#### Aim of the exercise
In the records below, find each line containing the word "directly" and copy it.

Records drawn from a dataset:
════
PR #337, opened 2026-04-14
Add IDENTITY, RSQRT, SIN, SQRT, and TAN pointwise op support

rsuderman:
Enable five additional unary pointwise operations with ASM emitter support, sample tests, and lit tests.


AaronStGeorge (approved):
LGTM

Issue #255, opened 2026-03-17
tuner <> fusilli V1: Add an option for fusilli to invoke the iree tuner directly


bangtianliu:
V1: add an option for fusilli to invoke the tuner directly so that non-expert end users can use it

Tracking issue [WIP]

kuhar:
cc: @rsuderman

PR #339, opened 2026-04-14
Fusilli <> tuner v1: Add IREE tuner integration via Python wrapper script

bangtianliu:
This PR adds `benchmarks/run_tuner.py`, a Python wrapper around `amdsharktuner.libtuner` that lets non-expert users invoke the IREE tuner directly from Fusilli.

Issue: https://github.com/iree-org/fusilli/issues/255

Assisted-by: [Claude Code](https://claude.ai/code)


sjain-stanford:
I think this is a useful next step but I am pretty confused why you'd want to integrate it at the fusilli core layer when all the direct consumers of this will be at the [fusilli provider](https://github.com/ROCm/rocm-libraries/tree/develop/dnn-providers/fusilli-provider) layer. That's the main user facing interface for fusilli (via hipdnn) and this fits there. @AaronStGeorge could you share what would be a good interface point and next steps to get this integrated properly?

bangtianliu:
> I think this is a useful next step but I am pretty confused why you'd want to integrate it at the fusilli core layer when all the direct consumers of this will be at the [fusilli provider](https://github.com/ROCm/rocm-libraries/tree/develop/dnn-providers/fusilli-provider) layer. That's the main user facing interface for fusilli (via hipdnn) and this fits there. @AaronStGeorge could you share what would be a good interface point and next steps to get this integrated properly?

Thanks for the pointer,  that link is helpful. You're right, the mistake on my end came from a lack of context about where fusilli is actually used.

PR #349, opened 2026-04-16
Change CompileSession and CompileCommand APIs to take backend instead of handle

rsuderman:
Handle requires a runtime to invoke. Compilation should only need the backend target to avoid constructing a full runtime unnecessarily.

### DIFF
--- a/include/fusilli/backend/compile_command.h
+++ b/include/fusilli/backend/compile_command.h
@@ -48,7 +48,7 @@ public:
   // This constructs the full command with:
   // - iree-compile executable path
   // - input file path
-  // - backend-specific flags from Handle
+  // - backend-specific flags
   // - statistics output flags
   // - output file specification
   //
--- a/include/fusilli/backend/compile_command.h
+++ b/include/fusilli/backend/compile_command.h
@@ -14,7 +14,6 @@
 #define FUSILLI_BACKEND_COMPILE_COMMAND_H
 
 #include "fusilli/backend/backend.h"
-#include "fusilli/backend/handle.h"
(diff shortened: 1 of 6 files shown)


include/fusilli/backend/compile_command.h
sjain-stanford: nit: 
```
// - backend-specific flags
```

include/fusilli/backend/compile_session.h
sjain-stanford: Update docstring

```suggestion
//   ErrorOr<CompileSession> session = context->createSession(backend);
```

include/fusilli/backend/handle.h
sjain-stanford: Are these friend declarations still needed? They no longer take a `Handle` parameter and `getBackend()` is now public.

include/fusilli/backend/handle.h
```diff
@@ -119,6 +119,8 @@ class Handle {
   Handle &operator=(Handle &&) noexcept = default;
   ~Handle() = default;
 
+  Backend getBackend() const { return backend_; }
+
   // Allow Graph, Buffer, and CompileCommand objects to access private Handle
   // methods namely `getDevice()`, `getInstance()`, and `getBackend()`.
```
sjain-stanford: Drop `getBackend()`.

sjain-stanford (commented):
Can take another look once addressed.

include/fusilli/backend/handle.h
rsuderman: Done

sjain-stanford (approved):

PR #283, opened 2024-12-02
use js to replace jquery and bootstrap; keep css

gstrauss:
*  use js to replace jquery and bootstrap; keep css
*  retain css from bootstrap, generated and pruned as src/css/bs-4.6.2.css
*  remove bootstrap, jquery, popper; upgrade rest
    
    note: upgrading semver from 6.3.1 to 7.6.3 breaks minver() comparision
    of openssl versions, so semver held back at 6.3.1 where, for example,
    openssl 1.1.1w > 1.1.1 (as expected)
    
    note: extract-loader kept at 4.0.3 instead of 5.1.0 since 'npm audit'
    reports security issues in dependencies for extract-loader 5.1.0

---

This PR uses plain javascript, widely supported on modern browsers, to implement the basic functionality of the site.

There are some minor UX changes:
* Checkboxes under Miscellaneous config are hidden rather than grayed out when the app does not support them.
* "Copied!" message when Copy button is pressed is right below the button rather than a popup.
* updated highlight.js package uses different visual colors for highlighting

Subsequent patches are welcome if you feel that the UX needs tweaks.


gstrauss:
Does highlighter.js make a worthwhile improvement to the ssl-config-generator output?  It adds about 130KB to the page, and ten (10) of the apps listed in `src/js/configs.js` use 'nginx' as highlighter since there is not a matching config highlighter.

May I remove highlighter and see if anyone comments about it missing?

gstrauss:
If anyone with UX and javascript expertise has other ideas for the GUI, please consider opening a PR with suggestions.  Thank you.

gstrauss:
This was reverted and pieces have subsequently been committed in #288 and #291

The jquery dependency remains, for the moment.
════
#### Task solution
tuner <> fusilli V1: Add an option for fusilli to invoke the iree tuner directly
V1: add an option for fusilli to invoke the tuner directly so that non-expert end users can use it
This PR adds `benchmarks/run_tuner.py`, a Python wrapper around `amdsharktuner.libtuner` that lets non-expert users invoke the IREE tuner directly from Fusilli.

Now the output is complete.